**TASK OBJECTIVE**
For the entries that follow, report how many lines include the word "above" and add nothing.

**DATA FOR THIS TASK**
PR #850, opened 2023-03-07
Conditionally log the request line and the selected route

alejandro-colomar:
Ignore `Router: factored out listeners creation loop.` and `Router: factored out application creation loop.` for now.

### DIFF
--- a/src/nxt_conf_validation.c
+++ b/src/nxt_conf_validation.c
@@ -344,6 +344,9 @@ static nxt_conf_vldt_object_t  nxt_conf_vldt_http_members[] = {
         .type       = NXT_CONF_VLDT_OBJECT,
         .validator  = nxt_conf_vldt_object,
         .u.members  = nxt_conf_vldt_static_members,
+    }, {
+        .name       = nxt_string("log_route"),
+        .type       = NXT_CONF_VLDT_BOOLEAN,
     },
 
     NXT_CONF_VLDT_END
--- a/src/nxt_h1proto.c
+++ b/src/nxt_h1proto.c
@@ -507,6 +507,7 @@ nxt_h1p_conn_request_init(nxt_task_t *task, void *obj, void *data)
 
             r->conf = joint;
             skcf = joint->socket_conf;
+            r->log_route = skcf->log_route;
 
             if (c->local == NULL) {
                 c->local = skcf->sockaddr;
@@ -652,6 +653,11 @@ nxt_h1p_header_process(nxt_task_t *task, nxt_h1proto_t *h1p,
     r->method = &h1p->parser.method;
     r->path = &h1p->parser.path;
     r->args = &h1p->parser.args;
+
+    if (nxt_slow_path(r->log_route)) {
+        nxt_log(task, NXT_LOG_NOTICE, "http request line \"%V %V %V\"",
+                r->method, &r->target, &r->version);
+    }
 
     r->fields = h1p->parser.fields;
 
--- a/src/nxt_http.h
+++ b/src/nxt_http.h
@@ -189,6 +189,8 @@ struct nxt_http_request_s {
 
     nxt_http_status_t               status:16;
 
+    uint8_t                         log_route;    /* 1 bit */
+
     uint8_t                         pass_count;   /* 8 bits */
     uint8_t                         app_target;
     nxt_http_protocol_t             protocol:8;   /* 2 bits */
--- a/src/nxt_http_route.c
+++ b/src/nxt_http_route.c
@@ -1548,6 +1548,18 @@ nxt_http_route_handler(nxt_task_t *task, nxt_http_request_t *r,
 
     for (i = 0; i < route->items; i++) {
         action = nxt_http_route_match(task, r, route->match[i]);
+
+        if (nxt_slow_path(r->log_route)) {
+            const char  *sel = (action == NULL) ? "discarded" : "selected";
+
+            if (route->name.length == 0) {
+                nxt_log(task, NXT_LOG_INFO, "\"routes/%z\" %s", i, sel);
+            } else {
+                nxt_log(task, NXT_LOG_INFO, "\"routes/%V/%z\" %s",
+                        &route->name, i, sel);
+            }
+        }
+
         if (action != NULL) {
             return action;
         }
--- a/src/nxt_http_route.c
+++ b/src/nxt_http_route.c
@@ -1540,21 +1540,17 @@ static nxt_http_action_t *
 nxt_http_route_handler(nxt_task_t *task, nxt_http_request_t *r,
     nxt_http_action_t *start)
 {
+    size_t                  i;
     nxt_http_route_t        *route;
     nxt_http_action_t       *action;
-    nxt_http_route_match_t  **match, **end;
 
     route = start->u.route;
-    match = &route->match[0];
-    end = match + route->items;
 
-    while (match < end) {
-        action = nxt_http_route_match(task, r, *match);
+    for (i = 0; i < route->items; i++) {
+        action = nxt_http_route_match(task, r, route->match[i]);
         if (action != NULL) {
             return action;
         }
-
-        match++;
     }
 
     nxt_http_request_error(task, r, NXT_HTTP_NOT_FOUND);
--- a/src/nxt_http_static.c
+++ b/src/nxt_http_static.c
@@ -196,6 +196,9 @@ nxt_http_static(nxt_task_t *task, nxt_http_request_t *r,
 
         if (!nxt_str_eq(r->method, "HEAD", 4)) {
             if (action->fallback != NULL) {
+                if (nxt_slow_path(r->log_route)) {
+                    nxt_log(task, NXT_LOG_NOTICE, "\"fallback\" taken");
+                }
                 return action->fallback;
             }
 
@@ -690,6 +693,9 @@ nxt_http_static_next(nxt_task_t *task, nxt_http_request_t *r,
     }
 
     if (action->fallback != NULL) {
+        if (nxt_slow_path(r->log_route)) {
+            nxt_log(task, NXT_LOG_NOTICE, "\"fallback\" taken");
+        }
         nxt_http_request_action(task, r, action->fallback);
         return;
     }
--- a/src/nxt_router.c
+++ b/src/nxt_router.c
@@ -1513,6 +1513,12 @@ static nxt_conf_map_t  nxt_router_http_conf[] = {
         NXT_CONF_MAP_INT8,
         offsetof(nxt_socket_conf_t, discard_unsafe_fields),
     },
+
+    {
+        nxt_string("log_route"),
+        NXT_CONF_MAP_INT8,
+        offsetof(nxt_socket_conf_t, log_route),
+    },
 };
 
 
--- a/src/nxt_router.h
+++ b/src/nxt_router.h
@@ -197,6 +197,8 @@ typedef struct {
 
     nxt_str_t              body_temp_path;
 
+    uint8_t                log_route;  /* 1 bit */
+
     uint8_t                discard_unsafe_fields;  /* 1 bit */
 
     nxt_http_forward_t     *forwarded;


hongzhidao:
Hi,
Is the new PR what we just discussed to add to the requirement?
If yes, I'd suggest we separate the refactoring stuff from them. Like the below:
```
Router: factored out application creation loop.
Router: factored out listeners creation loop.
Fixed alignment (whitespace) in <nxt_router.h>.
```
Reviewers prefer to make as few decisions as possible. Since We might have a similar discussion in the future, I'd point it out for now. Changes are a decision of whether we need to do it. They are separated patches from the requirement, I know they are working well, but keeping PR as minimum and individual as possible is convenient for reviewers.

alejandro-colomar:
> Hi, Is the new PR what we just discussed to add to the requirement? If yes, I'd suggest we separate the refactoring stuff from them. Like the below:
> 
> ```
> Router: factored out application creation loop.
> Router: factored out listeners creation loop.
> Fixed alignment (whitespace) in <nxt_router.h>.
> ```

The third one is necessary.

I have now removed the first two.

> 
> Reviewers prefer to make as few decisions as possible. Since We might have a similar discussion in the future, I'd point it out for now. Changes are a decision of whether we need to do it. They are separated patches from the requirement, I know they are working well, but keeping PR as minimum and individual as possible is convenient for reviewers.
> 
> Btw, I'd suggest not introducing `nxt_http_log.h`. In Unit, we have the error and access log, if we let it be only the error log for http, the naming still be confusing for some developers.

Check again.  It is `nxt_log_http.h`:

```sh
alx@asus5775:~/src/nginx/unit/debug$ git show master..HEAD | grep -i http_log
alx@asus5775:~/src/nginx/unit/debug$ git show master..HEAD | grep -i log_http
+    nxt_log_http(task, r, NXT_LOG_NOTICE, NXT_LOG_HTTP_ROUTE_SELECTION,
+                nxt_log_http(task, r, NXT_LOG_NOTICE,
+                             NXT_LOG_HTTP_ROUTE_SELECTION,
+                nxt_log_http(task, r, NXT_LOG_NOTICE,
+                             NXT_LOG_HTTP_ROUTE_SELECTION,
    The macros nxt_log_http() and nxt_debug_http() accept a "condition",
+#include <nxt_log_http.h>
+    nxt_log_http_features_t         log_ft;
diff --git a/src/nxt_log_http.h b/src/nxt_log_http.h
+++ b/src/nxt_log_http.h
+#ifndef _NXT_LOG_HTTP_H_INCLUDED_
+#define _NXT_LOG_HTTP_H_INCLUDED_
+typedef enum nxt_log_http_features_e  nxt_log_http_features_t;
+#define nxt_log_http(task, r, level, cond, ...)                               \
+enum nxt_log_http_features_e {
+    NXT_LOG_HTTP_ROUTE_SELECTION = 0x01,
+#endif  /* _NXT_LOG_HTTP_H_INCLUDED_ */
+#include <nxt_log_http.h>
+    nxt_log_http_features_t     log_ft;
+        log_ft |= nxt_conf_get_boolean(conf) * NXT_LOG_HTTP_ROUTE_SELECTION;
+#include <nxt_log_http.h>
+    nxt_log_http_features_t  log_ft;
```

hongzhidao:
> Fixed alignment (whitespace) in <nxt_router.h>.

I thought it was a style patch, I wonder if it fixed existing issues?

>  It is nxt_log_http.h:

Unfortunately, it's still unclear. Since software architecture has a thing called "layer", from the naming, I would misunderstand it as a part of the log because of the prefix `nxt_log_`, but actually, it belongs to http. Could you move them into the `nxt_http.h` file?

alejandro-colomar:
> > Fixed alignment (whitespace) in <nxt_router.h>.
> 
> I thought it was a style patch, I wonder if it fixed existing issues?

It is for adding new members, which have a different alignment (the type name of the new member is longer than the existing type names.  If we don't align them before, the new addition wouldn't be aligned.  See:

```diff
$ git log -1 33a3bf27
commit 33a3bf2738b394ac0ea75e69f8b3dac5a723fcbc
Author: Alejandro Colomar <alx@nginx.com>
Date:   Thu Mar 2 12:44:26 2023 +0100

    Fixed alignment (whitespace) in <nxt_router.h>.
    
    This makes alignment more consistent in this file, and it will be
    necessary for inserting new elements in the next patch.
    
    Signed-off-by: Alejandro Colomar <alx@nginx.com>
```
```diff
$ git show 50f2b0c3 -- src/nxt_router.h
commit 50f2b0c31298d3c6250f322cdab7dc4d930829fb
Author: Alejandro Colomar <alx@nginx.com>
Date:   Thu Jan 26 15:07:12 2023 +0100

    Configuration: added "settings/http/log_route_selection".
    
    This adds configurability to the error log.  For now, it only has one
    toggle: "settings/http/log_route_selection".  It allows enabling and
    disabling logs related to how the router performs selection of the
    routes.
    
    The macros nxt_log_http() and nxt_debug_http() accept a "condition",
    which can be an OR of various features, and if any of them are enabled
    in the configuration, the log will be printed.  This OR will be useful
    for example for printing the request line, which we don't want to print
    by default, but we will want to print it if we're printing any of the
    conditional logs that can be printed in a request (right now there's
    only one, "log_route_selection", but in the future we will likely add at
    least one more for the URI rewrite feature).
    
    Link: <https://github.com/nginx/unit/issues/758>
    Link: <https://github.com/nginx/unit/pull/824>
    Link: <https://github.com/nginx/unit/pull/839>
    Suggested-by: Timo Stark <t.stark@nginx.com>
    Suggested-by: Liam Crilly <liam@nginx.com>
    Cc: Artem Konev <a.konev@f5.com>
    Cc: Zhidao Hong <z.hong@f5.com>
    Signed-off-by: Alejandro Colomar <alx@nginx.com>
    
    http

diff --git a/src/nxt_router.h b/src/nxt_router.h
index 078776ec..11a98864 100644
--- a/src/nxt_router.h
+++ b/src/nxt_router.h
@@ -12,6 +12,8 @@
 #include <nxt_runtime.h>
 #include <nxt_main_process.h>
 
+#include <nxt_log_http.h>
+
 typedef struct nxt_http_request_s  nxt_http_request_t;
 #include <nxt_application.h>
 
@@ -202,6 +204,8 @@ typedef struct {
     nxt_http_forward_t       *forwarded;
     nxt_http_forward_t       *client_ip;
 
+    nxt_log_http_features_t  log_ft;
+
 #if (NXT_TLS)
     nxt_tls_conf_t           *tls;
 #endif
```

> 
> > It is nxt_log_http.h:
> 
> Unfortunately, it's still unclear. Since software architecture has a thing called "layer", from the naming, I would misunderstand it as a part of the log because of the prefix `nxt_log_`, but actually, it belongs to http.

It really belongs to both.

We can discuss it again in the future if we add a new http log.

> Could you move them into the `nxt_http.h` file?

No, we can't.  I already tried a few days ago, but found the compilation error that I reported.  It would create a circular dependency between `<nxt_router.h>` and `<nxt_http.h>`.

hongzhidao:
1.  > nxt_log_http_features_t  log_ft;

Not sure if the naming is not clear enough. For any functions like nxt_var, nxt_log, the naming stood for they are already features, we don't need to add "features" to show what it is. And because of introducing the new type, we need to touch many lines of code in `nxt_router.h`, I prefer to avoid it. What about the alternative way?
(Note we only two clear features to be logged.)
```
/* Just put them into nxt_log.h, refer to NGINX */
#define NXT_LOG_HTTP_ROUTE_SELECTION    0x01
#define NXT_LOG_HTTP_URL_REWRITE              0x02 (in the future)
```
```
/* in related structures */
uint8_t           log_flags; /* or log_features, welcome to discuss them */
```

ac000:
> @hongzhidao
> 
> > 1. > nxt_log_http_features_t  log_ft;
> > 
> > Not sure if the naming is not clear enough. For any functions like nxt_var, nxt_log, the naming stood for they are already features, we don't need to add "features" to show what it is.

Naming's hard, _features_ was the best we came up with. The way I see it, _features_  in this case refers to the fact we can select different things to log. Or enabling different _features_ of the log if you like.
 
> An alternative name would be `nxt_log_http_flags_t`, but I'm not convinced by it. @ac000 what do you think of this?

_flags_ is not terrible, if a little on the nose...
 
> ...
> > What about the alternative way? (Note we only two clear features to be logged.)
> > ```
> > /* Just put them into nxt_log.h, refer to NGINX */
> > #define NXT_LOG_HTTP_ROUTE_SELECTION    0x01
> > #define NXT_LOG_HTTP_URL_REWRITE              0x02 (in the future)
> > ```
> >   
> > ```
> > /* in related structures */
> > uint8_t           log_flags; /* or log_features, welcome to discuss them */
> > ```
> 
> The good thing about using an `enum` is that a user can correlate both unambiguously, without needing a comment (and even with the comment, an enum is still more unambiguous). See how easy it is to correlate:
> 
> ```c
> $ grepc NXT_LOG_HTTP_ROUTE_SELECTION
> ./src/nxt_log_http.h:28:
> enum nxt_log_http_features_e {
>     NXT_LOG_HTTP_ROUTE_SELECTION = 0x01,
> };
> ```
> 
> So wherever we see that constant being used, we know that it will be used with variables of the `enum nxt_log_http_features_e` type.
> ...
> And wherever we see variables of the enum type, we know what values it will possibly hold.

Also, with _enum_ being a part of the language we can benefit from things like type safety.

I would definitely like it as an **enum**.

hongzhidao:
Let's rethink the function of conditional logging, I think we can make it more generic. In the original design of Unit, we plan to support TCP which can be used as a TCP proxy in the future. And for the tls/openssl part, they might also need similar functions. In short, we need a generic function of conditional logging for Unit.
Based on it, my suggestions are:
1. It makes sense to put them into `nxt_log.h`, it's an extensional function for log.
2. About the namings.
```
typedef enum {
NXT_LOG_HTTP_... = 0x01;
} nxt_log_feature_t;  /* don't plus `s` after feature. */

nxt_log_feature(task, level, flag, feature, fmt);

nxt_log_feature_t  log_flags; /* it's a bits flags */
```

alejandro-colomar:
> Let's rethink the function of conditional logging, I think we can make it more generic. In the original design of Unit, we plan to support TCP which can be used as a TCP proxy in the future. And for the tls/openssl part, they might also need similar functions. In short, we need a generic function of conditional logging for Unit. Based on it, my suggestions are:
> 
>     1. It makes sense to put them into `nxt_log.h`, it's an extensional function for log.

Makes sense.

> 
>     2. About the namings.
> 
> 
> ```
> typedef enum {
>     NXT_LOG_HTTP_... = 0x01;
> } nxt_log_feature_t;  /* don't plus `s` after feature. */
> ```

I think features with s makes more sense, because each of the `NXT_LOG_...` is one feature, so there are many feature*s*.  Does it make sense to you?

> 
> ```
> nxt_log_feature(task, level, feature, flags, fmt);
> ```

Makes sense.  Either `nxt_log_cond()` or `nxt_log_conditional()` or `nxt_log_feature()` make sense to me, so if you prefer `_feature()`, that's good for me.

> 
> ```
> nxt_log_feature_t  log_flags; /* it's a bits flags */
> ```

Also makes sense.

alejandro-colomar:
@hongzhidao Should we also move the configuration from `"settings/http/log_route_selection"` to `"settings/log_route_selection"`?

hongzhidao:
> I think features with s makes more sense, because each of the NXT_LOG_... is one feature, so there are many features.

Take other examples
```
typedef enum {
    NXT_CONF_VLDT_NULL    = 1 << NXT_CONF_NULL,
    NXT_CONF_VLDT_BOOLEAN = 1 << NXT_CONF_BOOLEAN,
    NXT_CONF_VLDT_INTEGER = 1 << NXT_CONF_INTEGER,
    NXT_CONF_VLDT_NUMBER  = (1 << NXT_CONF_NUMBER) | NXT_CONF_VLDT_INTEGER,
    NXT_CONF_VLDT_STRING  = 1 << NXT_CONF_STRING,
    NXT_CONF_VLDT_ARRAY   = 1 << NXT_CONF_ARRAY,
    NXT_CONF_VLDT_OBJECT  = 1 << NXT_CONF_OBJECT,
} nxt_conf_vldt_type_t;

typedef enum {
    NXT_HTTP_PROTO_H1 = 0,
    NXT_HTTP_PROTO_H2,
    NXT_HTTP_PROTO_DEVNULL,
} nxt_http_protocol_t;
```
We can just follow the style.

hongzhidao:
> I think features with s makes more sense, because each of the NXT_LOG_... is one feature, so there are many features.

Take other examples
```
typedef enum {
    NXT_CONF_VLDT_NULL    = 1 << NXT_CONF_NULL,
    NXT_CONF_VLDT_BOOLEAN = 1 << NXT_CONF_BOOLEAN,
    NXT_CONF_VLDT_INTEGER = 1 << NXT_CONF_INTEGER,
    NXT_CONF_VLDT_NUMBER  = (1 << NXT_CONF_NUMBER) | NXT_CONF_VLDT_INTEGER,
    NXT_CONF_VLDT_STRING  = 1 << NXT_CONF_STRING,
    NXT_CONF_VLDT_ARRAY   = 1 << NXT_CONF_ARRAY,
    NXT_CONF_VLDT_OBJECT  = 1 << NXT_CONF_OBJECT,
} nxt_conf_vldt_type_t;

typedef enum {
    NXT_HTTP_PROTO_H1 = 0,
    NXT_HTTP_PROTO_H2,
    NXT_HTTP_PROTO_DEVNULL,
} nxt_http_protocol_t;
```
We can just follow the style.

alejandro-colomar:
> > I think features with s makes more sense, because each of the NXT_LOG_... is one feature, so there are many features.
> 
> Take other examples
> 
> ```
> typedef enum {
>     NXT_CONF_VLDT_NULL    = 1 << NXT_CONF_NULL,
>     NXT_CONF_VLDT_BOOLEAN = 1 << NXT_CONF_BOOLEAN,
>     NXT_CONF_VLDT_INTEGER = 1 << NXT_CONF_INTEGER,
>     NXT_CONF_VLDT_NUMBER  = (1 << NXT_CONF_NUMBER) | NXT_CONF_VLDT_INTEGER,
>     NXT_CONF_VLDT_STRING  = 1 << NXT_CONF_STRING,
>     NXT_CONF_VLDT_ARRAY   = 1 << NXT_CONF_ARRAY,
>     NXT_CONF_VLDT_OBJECT  = 1 << NXT_CONF_OBJECT,
> } nxt_conf_vldt_type_t;
> 
> typedef enum {
>     NXT_HTTP_PROTO_H1 = 0,
>     NXT_HTTP_PROTO_H2,
>     NXT_HTTP_PROTO_DEVNULL,
> } nxt_http_protocol_t;
> ```
> 
> We can just follow the style.

Hmm, your right!

hongzhidao:
> Makes sense. Either nxt_log_cond() or nxt_log_conditional() or nxt_log_feature() make sense to me, so if you prefer _feature(), that's good for me.

My thought is that the fewer concepts or namings you create, the better. We can only introduce the new word `feature` for the feature. `conditional` is for users, but `feature` is for devs who are interested in reading source code.

hongzhidao:
> The pros are:
a. It's easy to get rid of unnecessary conditions like the above.
b. we don't need to introduce a new macro.
And NGINX has the same way.

        if (r->connection->log->log_level & NGX_LOG_DEBUG_HTTP) {
            ngx_log_error(NGX_LOG_NOTICE, r->connection->log, 0,
                          "\"%V\" does not match \"%V\"",
                          &code->name, &e->line);
        }

Btw, if you don't call it many places, you can do it like the way, then we'll see whether it's worth introducing a macro for it in the future, what do you think?

hongzhidao:
Btw, for the commit logs.
```
Router: rewrote while loop as for loop.
```
Router in Unit means the router process. The feature is about http route, I think we can use `HTTP` instead of `Router`.

alejandro-colomar:
Changes:

-  Rename `nxt_log_http()` -> `nxt_log_feature()`
-  Change `nxt_log_feature()` to accept `r->log_flags` instead of `r`
-  Reorder parameters, to put `r->log_flags` together with the flags (`cond`).

alejandro-colomar:
Changes: 

-  Reword commit messages: Router -> HTTP

alejandro-colomar:
> > The pros are:
> > a. It's easy to get rid of unnecessary conditions like the above.
> > b. we don't need to introduce a new macro.
> > And NGINX has the same way.
> 
> ```
>     if (r->connection->log->log_level & NGX_LOG_DEBUG_HTTP) {
>         ngx_log_error(NGX_LOG_NOTICE, r->connection->log, 0,
>                       "\"%V\" does not match \"%V\"",
>                       &code->name, &e->line);
>     }
> ```
> 
> Btw, if you don't call it many places, you can do it like the way, then we'll see whether it's worth introducing a macro for it in the future, what do you think?

I kept the macro, because otherwise it is a lot of nesting at call site, and it would become less readable, IMO.

hongzhidao:
The left unclear place is the change in the `nxt_http_route_handler`.
1. I suggest using `route->name.length != 0` instead of `start->u.pass->start != NULL`, since the latter might involve variables, I think the `route->name` is easier to understand.
2. It's better to optimize the code.
```
            if (start->u.pass->start == NULL) {
                nxt_log_http(task, r, NXT_LOG_NOTICE,
                             NXT_LOG_HTTP_ROUTE_SELECTION,
                             "selected: \"routes/%z/action\"", i);
            } else {
                nxt_log_http(task, r, NXT_LOG_NOTICE,
                             NXT_LOG_HTTP_ROUTE_SELECTION,
                             "selected: \"routes/%V/%z/action\"",
                             start->u.pass, i);
            }

It's the same as below.

            if (flags & feature) {
                nxt_log(...);

           } else {
                if (flags & feature) {
                      nxt_log(...);
                }
          }
```
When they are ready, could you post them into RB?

**WRITTEN REPLY**
2